YOUR INSTRUCTIONS: Go to the line in the entries below that holds "to verify it." and repeat exactly from there through the line that holds "New clones marked not working", inclusive.

[Excerpts from a dataset]
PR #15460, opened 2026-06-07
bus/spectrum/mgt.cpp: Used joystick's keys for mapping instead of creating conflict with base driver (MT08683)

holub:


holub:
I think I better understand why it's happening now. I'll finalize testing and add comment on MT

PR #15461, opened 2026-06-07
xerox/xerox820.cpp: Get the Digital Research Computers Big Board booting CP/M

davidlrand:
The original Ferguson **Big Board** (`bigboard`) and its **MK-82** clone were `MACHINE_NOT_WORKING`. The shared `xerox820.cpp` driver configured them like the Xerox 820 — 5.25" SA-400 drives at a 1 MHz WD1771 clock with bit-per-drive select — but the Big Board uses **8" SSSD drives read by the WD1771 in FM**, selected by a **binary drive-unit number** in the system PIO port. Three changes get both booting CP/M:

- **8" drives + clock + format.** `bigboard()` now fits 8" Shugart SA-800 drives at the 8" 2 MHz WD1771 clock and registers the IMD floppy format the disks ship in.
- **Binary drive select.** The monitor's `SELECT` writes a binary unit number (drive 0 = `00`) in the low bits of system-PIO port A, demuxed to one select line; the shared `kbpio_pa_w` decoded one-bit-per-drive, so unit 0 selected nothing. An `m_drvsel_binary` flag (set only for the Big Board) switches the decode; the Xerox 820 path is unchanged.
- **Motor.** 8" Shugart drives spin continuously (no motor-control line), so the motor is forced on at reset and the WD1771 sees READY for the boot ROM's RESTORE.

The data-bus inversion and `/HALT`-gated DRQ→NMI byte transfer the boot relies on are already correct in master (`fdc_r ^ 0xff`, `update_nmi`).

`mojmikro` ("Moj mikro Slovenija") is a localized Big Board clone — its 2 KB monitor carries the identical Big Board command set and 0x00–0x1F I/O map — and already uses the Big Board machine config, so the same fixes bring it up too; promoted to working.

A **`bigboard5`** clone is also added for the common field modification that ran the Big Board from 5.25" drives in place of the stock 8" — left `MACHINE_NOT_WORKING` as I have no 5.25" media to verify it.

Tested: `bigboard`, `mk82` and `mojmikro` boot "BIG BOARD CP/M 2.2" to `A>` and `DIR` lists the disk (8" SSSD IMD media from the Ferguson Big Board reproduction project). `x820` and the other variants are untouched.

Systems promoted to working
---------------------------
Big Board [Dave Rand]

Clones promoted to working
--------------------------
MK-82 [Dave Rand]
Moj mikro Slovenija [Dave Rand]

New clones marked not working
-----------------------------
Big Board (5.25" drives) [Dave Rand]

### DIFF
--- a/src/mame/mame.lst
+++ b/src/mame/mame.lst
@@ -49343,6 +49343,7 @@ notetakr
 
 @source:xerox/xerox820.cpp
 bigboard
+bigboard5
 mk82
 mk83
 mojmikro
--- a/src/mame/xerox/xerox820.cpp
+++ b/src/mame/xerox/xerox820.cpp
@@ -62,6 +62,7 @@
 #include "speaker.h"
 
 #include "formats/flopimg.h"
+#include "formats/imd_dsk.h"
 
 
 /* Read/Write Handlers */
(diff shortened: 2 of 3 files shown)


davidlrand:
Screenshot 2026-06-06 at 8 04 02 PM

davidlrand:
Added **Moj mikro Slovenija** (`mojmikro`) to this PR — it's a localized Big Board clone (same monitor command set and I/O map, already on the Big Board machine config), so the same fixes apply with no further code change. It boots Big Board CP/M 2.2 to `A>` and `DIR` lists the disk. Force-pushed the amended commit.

SOLUTION TO THE PROBLEM:
A **`bigboard5`** clone is also added for the common field modification that ran the Big Board from 5.25" drives in place of the stock 8" — left `MACHINE_NOT_WORKING` as I have no 5.25" media to verify it.

Tested: `bigboard`, `mk82` and `mojmikro` boot "BIG BOARD CP/M 2.2" to `A>` and `DIR` lists the disk (8" SSSD IMD media from the Ferguson Big Board reproduction project). `x820` and the other variants are untouched.

Systems promoted to working
---------------------------
Big Board [Dave Rand]

Clones promoted to working
--------------------------
MK-82 [Dave Rand]
Moj mikro Slovenija [Dave Rand]

New clones marked not working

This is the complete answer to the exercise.